Der Geist einer der schillernsten Gestalten der Rockgeschichte erschien in Neunburg. Das Publikum war verzaubert.
Von Ralf Gohlke

„Mercury Tribute“ ließ in einer großartigen Show den Geist von „Queen“ und ihrem Ausnahmesänger Freddy Mercury auf der Bühne der Schwarzachtalhalle erscheinen. Das Publikum war begeistert. Foto: Ralf Gohlke
„Mercury Tribute“ ließ in einer großartigen Show den Geist von „Queen“ und ihrem Ausnahmesänger Freddy Mercury auf der Bühne der Schwarzachtalhalle erscheinen. Das Publikum war begeistert. Foto: Ralf Gohlke

Neunburg.Vor genau 50 Jahren wurden die Grundsteine für eine der erfolgreichsten Bands der Rockgeschichte gelegt. Aus verschiedenen Formationen fanden die Musiker zusammen, die schließlich als „Queen“ zu dem wurden, was ihre Fangemeinde bis auf den heutigen Tag begeistert. Farrokh Bulsara, der sich von nun an Freddy Mercury nannte, zählt zu den schillernsten, aber auch aus künstlerischer Sicht herausragendsten Gestalten seiner Zeit und seines Genres. Nicht nur seine Musik, sondern seinen Geist am Leben zu halten, hat sich die Bühnenshow „Spirit of Freddy Mercury“ auf die Fahnen geschrieben.

Die Akteure der Show sorgten bei ihrem Auftritt in der Neunburger Schwarzachtalhalle in vielen Szenen für echtes Gänsehaut-Gefühl. Ann-Cathrin Musil verkörperte gleich zu Beginn Mary Austin, die intimste Freundin von Mercury. Sie hütet, den allgemeinen Informationen nach, das Geheimnis um den Verbleib der Asche des am 24. November 1991 verstorbenen Sängers und Entertainers. Symbolisch streute die Darstellerin davon etwas auf die Neunburger Bühne in der Schwarzachtalhalle.

Die Stille, die darauf im Publikum herrschte, war aber schnell verflogen, als die Band einsetzte und Ivan Ristanovic, alias Freddy, lauthals verkündete: „I want it all, ich will alles!“. Von da an gab es kein Halten mehr. Die großen Hits wurden im Rhythmus klatschend begleitet.

Legendäres Gitarrensolo

Es folgten „Somebody to love you“, „Under pressure“ und „Get down make love“. Im Anschluss zelebrierte Nenad Bojkovic alias Brian May über fast sieben Minuten lang das legendäre „Brighton Rock Solo“ auf seiner „Red Special“. Die E-Gitarre, die May selbst entwickelt und in ihrer Urform mit seinem Vater gebaut hat, ist quasi Kult für jeden Gitarristen, der sich mit „Queen“ auseinandersetzt. Brian May spielte übrigens mit einer Sixpence-Münze anstatt mit einem Plektrum, was den charakteristischen Sound unterstrich.

Im Programm sang Freddy Mercury weiter im „Sound of my Life“ und vor der Pause stellte Drummer Rados Capin alias Roger Taylor auf seinen Tomtoms klar: „We will rock you“.
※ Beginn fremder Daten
PR #1718, opened 2024-04-18
Steering wheel optimization (part 5)

Tovarichtch:
Optimizing arcades rotation degrees. Not perfect science, mainly based on arcade manuals, real-world steering knowledge (potentiometer, paddle, etc) and testing.

Infinite turn wheel games like "Championship Sprint" are set to 360 to keep it playable for high end modern steering wheel. Remove it for DD (direct drive) wheels (e.g.: MOZA Racing R9) to get full accuracy.

### DIFF
--- a/resources/gamesdb.xml
+++ b/resources/gamesdb.xml
@@ -23,7 +23,7 @@
       <gun/>
     </game>
     <game name="500gp">
-      <wheel/>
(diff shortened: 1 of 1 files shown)


Tovarichtch:
OK to merge. Removed few non-wheel games.

PR #1732, opened 2024-05-11
Add Daphne non-hd/Singe 2 gun games compatibility

Tovarichtch:
Non-HD and Singe2 ROMs from the official Hypseus Singe Data repository are not present in the game database since its merged. This will add their compatibility to be properly detected as gun games.

### DIFF
--- a/resources/gamesdb.xml
+++ b/resources/gamesdb.xml
@@ -366,6 +366,12 @@
       <gun/>
       <wheel rotation="270"/>
     </game>
+    <game name="CP_HD">
+      <gun/>
+    </game>
+    <game name="CP2DW_HD">
+      <gun/>
+    </game>
     <game name="cracksht">
       <gun/>
     </game>
@@ -376,6 +382,9 @@
       <gun/>
     </game>
     <game name="crimepat">
+      <gun/>
+    </game>
+    <game name="crimepatrol">
       <gun/>
     </game>
     <game name="crimepatrol-hd">
@@ -653,6 +662,9 @@
     </game>
     <game name="driveyes">
       <wheel rotation="270"/>
+    </game>
+    <game name="drugwars">
+      <gun/>
     </game>
     <game name="drugwars-hd">
       <gun/>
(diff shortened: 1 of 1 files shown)


nadenislamarre:
"CP_HD" => i think it will not be found. no _ and lowercase.

Tovarichtch:
Sadly, I've tried lowercase and without underscore `_` but it won't detect the folder as a gun game. Only uppercase with underscore works. Here is the structure used by [Hypseus Singe data repository](https://github.com/DirtBagXon/hypseus_singe_data/tree/master/00-singe2) for Singe2 games:

image

Maybe is it because the ROM is a folder instead of a single file, therefore it must match the exact same name with underscore and capital letters? This issue needs to be addressed, otherwise users will require to rename their folder game name *and* modify the scripts from Hypseus Singe data repository so that Batocera can properly launch the games. This is not practical and we need standardization.

Tovarichtch:
I would like to add that I think removing any other names would force users to stick with official assets from the repository.

E.g.: `spacepirates-hd` is not an official ROM name at all. I've added it because I was using it personally, but this is adding confusion to ROM names. Sticking with Singe and Singe 2 official folder names should be the norm.

Tovarichtch:
@fabricecaruso do you have any idea for the best way to add the names from this PR?

In short and as an example, here's the full list of Mad Dog McCree ROM names:

`maddog` `maddoga` `maddog_203` are all MAME ROM names, currently non-emulated.
`maddog` is SINGE1 ROM name.
`maddog-hd` is SINGE1 to SINGE2 port ROM name with minimal overlay.
`Maddog_HD` is SINGE2 ROM name with new assets and HD overlay.

As of today, only `Maddog_HD` is missing from the game database. If someone is using the newest assets from SINGE (available [here](https://github.com/DirtBagXon/hypseus_singe_data)), there'll be no gun icon because of the missing ROM name. Same case for Crime Patrol 2: Drug Wars with `CP2DW_HD` and all other SINGE2 gun games. Using lowercap and no underscore doesn't flag the games with the gun icon. I've tried `maddoghd` and `cp2dwhd` to no avail.

What do you suggest?

PR #1738, opened 2024-06-01
fix switch on / off.

dmanlfc:
- be clearer on the condition
- also for switchoff, write config to 1 only when toggled on (true).


nadenislamarre:
for "be clearer on the condition", personnally, i prefered the previous write, but if this write helps, it is ok to me.

PR #1743, opened 2024-06-13
Add teknoparrot and xbox gun games

Tartifless:


resources/gamesdb.xml
```diff
@@ -6551,6 +6673,15 @@
     <game name="ihraprofessionaldragracing">
       <wheel wheel="joystick1left" accelerate="lt" brake="rt"/>
     </game>
+    <game name="silentscopecomplete">
+      <gun/>
+    </game>
+    <game name="starskyandhutch">
+      <gun/>
+    </game>
+    <game name="thehouseofthedeadiii">
```
Tovarichtch, line 6682: Remove `the` at the beginning. This is a known issue with the scraper. The game will be understood as `House of the Dead III, The`, not the otherway around.

Tovarichtch (changes requested):

resources/gamesdb.xml
Tartifless: Done

PR #1744, opened 2024-06-17
fix battery < 10%

dmanlfc:


fabricecaruso:
I has to revert this commit as it's not compiling well on windows, and as I don't understand how it fixes anything

dmanlfc:
currently `Utils::FileSystem::readAllText` is not reading the values correctly.
hence adding a new method which reads the integer from the file correctly.
this needs to be resolved in one way or another. ping me on Discord.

Dass die Music von „Queen“ über einen besonderen Zauber verfügen muss, wurde im Anschluss mit „A Kind of Magic“ deutlich. Ivan Derfi alias Johan Deacon profilierte sich danach mit der markanten Basslinie von „Another One Bites the Dust“ („Wieder beißt einer ins Gras“). Dabei bewies das Publikum teils seine gesanglichen Fähigkeiten, aber auch seine Textsicherheit.

Einmal mit Montserrat Caballé aufzutreten, gehörte dem Vernehmen nach zu den großen Wünschen von Freddy Mercury. Dieser erfüllte sich mit „Barcelona“, jenem Song, der bei den olympischen Sommerspielen 1992 sogar zur Hymne wurde.

The Show must go on

In Neunburg übernahm die österreichische Sopranistin Ann-Cathrin Musil den Part der großen Operndiva. Stimmgewaltig zelebrierte sie ihren Teil des Duetts bis in die höchsten Töne und verdiente sich damit den positiven Vergleich zu manchen Sängerinnen bei Klassik-Konzerten in der Schwarzachtalhalle.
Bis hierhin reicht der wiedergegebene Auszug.